Tuesday 24 June 2014

Hainault Forest to Chigwell 24th June 2014

I decided to do a short local walk today with the dog. I got the 247 bus to Hainault Forest and got off and walked through Hainault Forest. I am now following The London Loop a route I had followed before when I walked The Loop. Hainault forest covers 336 Acres and is one of the remaining sections of the former Forest of Essex in England. Epping Forest and Hatfield Forest are other remaining examples.The forest belonged to the abbey of Barking until the dissolution of the monasteries

 I cross the busy road and enter Chigwell Row Woods.




I exit Chigwell Row Woods and cross the Busy Lambourne Road and turned  into Chapel Lane.

 I follow the footpath at the end of Church Lane and onto a footpath and across a few stiles and then walk alongside Chigwell Water Treatment Works.

 I follow another footpath that clearly doesn't see a lot of walkers despite being part of The London Loop as it was quit overgrown with nettles and brambles.
 The path then joins a farmfield full of peas and I get a lovely vista across the Essex Countryside.
 Decisions,Decisions I decide to follow the London Loop to Chigwell. After some more walking I cross Gravel lane and across another field and come out into Chigwell Village. The name means 'Cicca's well', Cicca being an Anglo-Saxon personal name.
 Traditionally a rural farming community, but now largely suburban, Chigwell was mentioned in the Domesday Book and later lauded by Charles Dickens in the novel Barnaby Rudge: A Tale of the Riots of 'Eighty; the Maypole Inn is based on the King's Head inn, though the name was taken from the Maypole public house in Chigwell Row; and it is likely Dickens visited both hostelries. Charles Dickens frequently visited Chigwell, which he described in a letter as "the greatest place in the world...Such a delicious old inn opposite the church...such beautiful forest scenery...such an out of the way rural place!".

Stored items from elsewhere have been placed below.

PR #438, opened 2020-09-29
338 edit validations

### LINKED ISSUE #338: Enable differentiation of validation error display btwn Create & Edit flows

mmazanec22:
Closes #338 

A lot of refactoring for a small win but hopefully this makes things simpler and more consistent!


client/src/components/Forms/commonFormStepInfo.tsx
```diff
@@ -0,0 +1,58 @@
+import {
```
jlhogan, line 1: can we use maybe like `section` instead of `step`, since they're not steps in the edit world?
so this could be like `sectionInfo.tsx` or whatever

client/src/components/Forms/commonFormStepInfo.tsx
```diff
@@ -0,0 +1,58 @@
...
+  doesChildIdFormHaveErrors,
+  doesChildInfoFormHaveErrors,
+  doesEnrollmentFormHaveErrors,
+  doesFamilyAddressFormHaveErrors,
+  doesFamilyIncomeFormHaveErrors,
+} from '.';
+import { Child } from '../../shared/models';
+import { doesC4kFormHaveErrors } from './CareForKids/Form';
+
+export const TAB_IDS = {
```
jlhogan, line 11: and then maybe instead of `TAB_IDS` call these `SECTION_KEYS` ?

jlhogan (approved):
I LOVE this refactor!!!!!! one nit re: naming of the shared form stuff

bamader (approved):
LGTM! Especially like the standardization of passing in a child into the 'does X form have validation errors'.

 A short walk down sees me in front of St Marys Church and alongside Ye Olde Kings Head. I forgot this is now a restaurant called Sheesh,I was really looking forward to a pint.
Sheesh is Lord Sugar's Essex gastropub. Despite its arch name, the pub is authentically old – starting life in 1547, it's one of ye oldeste pubbes in Englande, and was the original of the Maypole Inn in Dickens's Barnaby Rudge – and is a huge, mock-Tudor-monochrome barn of considerable beauty, overlooking Chigwell School. (Independents review here)


 Ye Old Kings Head  is an ancient timber framed public house.It was also the favoured watering hole of the legendary 18th century highwayman, Dick Turpin, who started his criminal career, it is said, poaching deer from the nearby forests of Hainault and Epping.
Ye Olde Kings Head
 I walked up further along the road  passing the Metropolitan Police Sports Club and came across the King William IV, I thought great I'd get a pint here. I walk up to some tables outside to the the dog up and see a sign "Please wait to be seated" Clearly more a restaurant than pub,so seeing as I had a dog with me I left.

 I walked up to the shopping area of Chigwell by Chigwell Tube station and got a 167 bus to Barkingside.Chigwell Station wasopened 1903 by the Great Eastern Railway.
 I got off by New North Road and walked to The Old Maypole a sizzling pub, my last chance at a pint. I was tieing the dog to a table when a member of staff came out and asked me to leave no dogs on the premises and that included outside!!! So there you have it a walk with a string with pubs but not one dog friendly!!


So I got the 247 as far as Whalebone Lane North and walked a footpath from there home.All about 4 miles just a very short walk, but pleasant apart from the lack of beer!